(Stored data entries)
PR #1023, opened 2016-09-23
Cast VLAN tags as int32

dpino:
There are certain VLAN tags that are not correctly untagged, for instance VLAN: 128.

The problem is that VLAN tags are read as uint32. This value is compared to a tag, which is obtained as the result of a bitwise operation. As LuaJIT BitOp module works in the signed int32 range, certain tags return a negative number while being compared to an uint32, which is always a positive number.

The solution is to read VLAN tags as int32 or to read them as uint32 and to apply the `bit.tobit()` operation. `tobit()` guarantees successful comparisons between the result of bitwise operations in LuaJIT (for instance when comparing a bitwise operation to a constant). Certainly I think reading the tags as int32 is simpler.

Here is a small snippet that renders the issue:

```lua
local ffi = require("ffi")
local bit = require("bit")

local C = ffi.C
local htonl = bit.bswap

local dot1q_tpid = 0x8100
local function build_tag(vid)
   return htonl(bit.bor(bit.lshift(dot1q_tpid, 16), vid))
end

local data = ffi.new("uint8_t[?]", 4)
data[0] = 0x81
data[1] = 0
data[2] = 0
data[3] = 128

print("Target tag: "..build_tag(128))
print("Cast to uint32_t: "..ffi.cast("uint32_t*", data)[0])
print("Cast to int32_t: "..bit.tobit(ffi.cast("int32_t*", data)[0]))
print("Cast to uint32_t (tobit): "..bit.tobit(ffi.cast("uint32_t*", data)[0]))
```

Output:

```
Target tag: -2147483519
Cast to uint32_t: 2147483777
Cast to int32_t: -2147483519
Cast to uint32_t (tobit): -2147483519
```

### DIFF
--- a/src/apps/vlan/vlan.lua
+++ b/src/apps/vlan/vlan.lua
@@ -17,7 +17,7 @@ Untagger = {}
 -- 802.1q
 local dot1q_tpid = 0x8100
 local o_ethernet_ethertype = 12
-local uint32_ptr_t = ffi.typeof('uint32_t*')
+local int32_ptr_t = ffi.typeof('int32_t*')
 
 
 -- build a VLAN tag consisting of 2 bytes of TPID set to 0x8100 followed by the
@@ -41,7 +41,7 @@ function push_tag(pkt, tag)
    local length = pkt.length
    pkt.length = length + 4
    C.memmove(payload + 4, payload, length - o_ethernet_ethertype)
-   cast(uint32_ptr_t, payload)[0] = tag
+   cast(int32_ptr_t, payload)[0] = tag
 end
 
 -- extract TCI (2 bytes) from packet, no check is performed to verify that the
@@ -85,7 +85,7 @@ function Untagger:push ()
    for _=1,link.nreadable(input) do
       local pkt = receive(input)
       local payload = pkt.data + o_ethernet_ethertype
-      if cast(uint32_ptr_t, payload)[0] ~= tag then
+      if cast(int32_ptr_t, payload)[0] ~= tag then
          -- Incorrect VLAN tag; drop.
          packet.free(pkt)
       else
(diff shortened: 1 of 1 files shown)


dpino:
I think this regression happened when the implementation of `htonl` and `htons` changed in commit ca86c9403a32a7c800c63143324613b1ee476ba5, from using C API to `core/lib.lua` (which relies on LuaJIT's `bitwise` function). C's htonl and htons return an unsigned 32-bit, so the original code was correct.

The cast should have changed in that commit too. Interestingly it was me who asked Kristian Larsson to use `htonl` and `htons` from `core/lib.lua`, so I take all the blame here :)

kbara:
I think this is entirely the wrong approach. Vlan tags are a 12-bit positive integer, and should be represented as such. Messing around with negative 32 bit int comparisons is introducing an unnecessary epicycle into the code.

dpino:
@kbara Definitely dealing with 12-bit numbers is harder than to deal with 16-bit or 32-bit numbers. Are you suggesting to check only the TCI part of a VLAN tag? That's one possible approach, but that's not what the original code did. Since I am OK with the original implementation I changed as little code as possible to fix the issue.

kbara:
The root cause, as you said, is that we're using a broken htonl/htons; the C type signature specifies 'unsigned' very clearly.

dpino:
Using Snabb's core/lib `htons` and `htonl` is preferred than `C.htonl` or `C.htons` because it saves making a C call, saving a lot of CPU cycles. As a rule of thumb, Snabb prefers executing Lua code than making C calls, that's my understanding. In addition, other parts of Snabb's codebase use the core/lib.lua functions too. I think all code than needs to use htonl and htons should use the functions from core/lib.

When we wrote down this app we were not aware of the core/lib functions. In my opinion, the problem is not to use the functions from lib, it's to not have updated our code accordingly.

alexandergall:
Can you elaborate why you believe your fix is simpler than changing just the check to
```
if cast(bit.tobit(uint32_ptr_t, payload)[0]) ~= bit.tobit(tag) then
```
The `tobit` on the rhs is redundant, but it seems safer to make this symmetric in case a future change would make `tag` to no longer be the result of a BitOp.

dpino:
I agree that check is safer if the implementation of how tag value was obtained changes.I made my comment assuming we know tag is a value obtained as a result of a LuaJIT bitwise operation (signed int). In that case casting a uint32 to a signed int can be saved if directly casting the original value as signed int.

eugeneia:
@dpino @kbara What’s the status on this PR in light of #1024 ? I am with @kbara that using a signed type is probably unnecessary, but the test case introduced here looks to be still valid?

dpino:
@eugeneia @kbara I agree #1024 is the right fix for this case. Agree also the test case can become handy to prevent future regressions. I can rework the path and add only a test case.

eugeneia:
I can cherry pick the test from this PR; no problem. Merging the test then.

EXERCISE PROMPT
Every entry shown earlier is to be returned exactly, line for line.

SOLUTION
PR #1023, opened 2016-09-23
Cast VLAN tags as int32

dpino:
There are certain VLAN tags that are not correctly untagged, for instance VLAN: 128.

The problem is that VLAN tags are read as uint32. This value is compared to a tag, which is obtained as the result of a bitwise operation. As LuaJIT BitOp module works in the signed int32 range, certain tags return a negative number while being compared to an uint32, which is always a positive number.

The solution is to read VLAN tags as int32 or to read them as uint32 and to apply the `bit.tobit()` operation. `tobit()` guarantees successful comparisons between the result of bitwise operations in LuaJIT (for instance when comparing a bitwise operation to a constant). Certainly I think reading the tags as int32 is simpler.

Here is a small snippet that renders the issue:

```lua
local ffi = require("ffi")
local bit = require("bit")

local C = ffi.C
local htonl = bit.bswap

local dot1q_tpid = 0x8100
local function build_tag(vid)
   return htonl(bit.bor(bit.lshift(dot1q_tpid, 16), vid))
end

local data = ffi.new("uint8_t[?]", 4)
data[0] = 0x81
data[1] = 0
data[2] = 0
data[3] = 128

print("Target tag: "..build_tag(128))
print("Cast to uint32_t: "..ffi.cast("uint32_t*", data)[0])
print("Cast to int32_t: "..bit.tobit(ffi.cast("int32_t*", data)[0]))
print("Cast to uint32_t (tobit): "..bit.tobit(ffi.cast("uint32_t*", data)[0]))
```

Output:

```
Target tag: -2147483519
Cast to uint32_t: 2147483777
Cast to int32_t: -2147483519
Cast to uint32_t (tobit): -2147483519
```

### DIFF
--- a/src/apps/vlan/vlan.lua
+++ b/src/apps/vlan/vlan.lua
@@ -17,7 +17,7 @@ Untagger = {}
 -- 802.1q
 local dot1q_tpid = 0x8100
 local o_ethernet_ethertype = 12
-local uint32_ptr_t = ffi.typeof('uint32_t*')
+local int32_ptr_t = ffi.typeof('int32_t*')
 
 
 -- build a VLAN tag consisting of 2 bytes of TPID set to 0x8100 followed by the
@@ -41,7 +41,7 @@ function push_tag(pkt, tag)
    local length = pkt.length
    pkt.length = length + 4
    C.memmove(payload + 4, payload, length - o_ethernet_ethertype)
-   cast(uint32_ptr_t, payload)[0] = tag
+   cast(int32_ptr_t, payload)[0] = tag
 end
 
 -- extract TCI (2 bytes) from packet, no check is performed to verify that the
@@ -85,7 +85,7 @@ function Untagger:push ()
    for _=1,link.nreadable(input) do
       local pkt = receive(input)
       local payload = pkt.data + o_ethernet_ethertype
-      if cast(uint32_ptr_t, payload)[0] ~= tag then
+      if cast(int32_ptr_t, payload)[0] ~= tag then
          -- Incorrect VLAN tag; drop.
          packet.free(pkt)
       else
(diff shortened: 1 of 1 files shown)


dpino:
I think this regression happened when the implementation of `htonl` and `htons` changed in commit ca86c9403a32a7c800c63143324613b1ee476ba5, from using C API to `core/lib.lua` (which relies on LuaJIT's `bitwise` function). C's htonl and htons return an unsigned 32-bit, so the original code was correct.

The cast should have changed in that commit too. Interestingly it was me who asked Kristian Larsson to use `htonl` and `htons` from `core/lib.lua`, so I take all the blame here :)

kbara:
I think this is entirely the wrong approach. Vlan tags are a 12-bit positive integer, and should be represented as such. Messing around with negative 32 bit int comparisons is introducing an unnecessary epicycle into the code.

dpino:
@kbara Definitely dealing with 12-bit numbers is harder than to deal with 16-bit or 32-bit numbers. Are you suggesting to check only the TCI part of a VLAN tag? That's one possible approach, but that's not what the original code did. Since I am OK with the original implementation I changed as little code as possible to fix the issue.

kbara:
The root cause, as you said, is that we're using a broken htonl/htons; the C type signature specifies 'unsigned' very clearly.

dpino:
Using Snabb's core/lib `htons` and `htonl` is preferred than `C.htonl` or `C.htons` because it saves making a C call, saving a lot of CPU cycles. As a rule of thumb, Snabb prefers executing Lua code than making C calls, that's my understanding. In addition, other parts of Snabb's codebase use the core/lib.lua functions too. I think all code than needs to use htonl and htons should use the functions from core/lib.

When we wrote down this app we were not aware of the core/lib functions. In my opinion, the problem is not to use the functions from lib, it's to not have updated our code accordingly.

alexandergall:
Can you elaborate why you believe your fix is simpler than changing just the check to
```
if cast(bit.tobit(uint32_ptr_t, payload)[0]) ~= bit.tobit(tag) then
```
The `tobit` on the rhs is redundant, but it seems safer to make this symmetric in case a future change would make `tag` to no longer be the result of a BitOp.

dpino:
I agree that check is safer if the implementation of how tag value was obtained changes.I made my comment assuming we know tag is a value obtained as a result of a LuaJIT bitwise operation (signed int). In that case casting a uint32 to a signed int can be saved if directly casting the original value as signed int.

eugeneia:
@dpino @kbara What’s the status on this PR in light of #1024 ? I am with @kbara that using a signed type is probably unnecessary, but the test case introduced here looks to be still valid?

dpino:
@eugeneia @kbara I agree #1024 is the right fix for this case. Agree also the test case can become handy to prevent future regressions. I can rework the path and add only a test case.

eugeneia:
I can cherry pick the test from this PR; no problem. Merging the test then.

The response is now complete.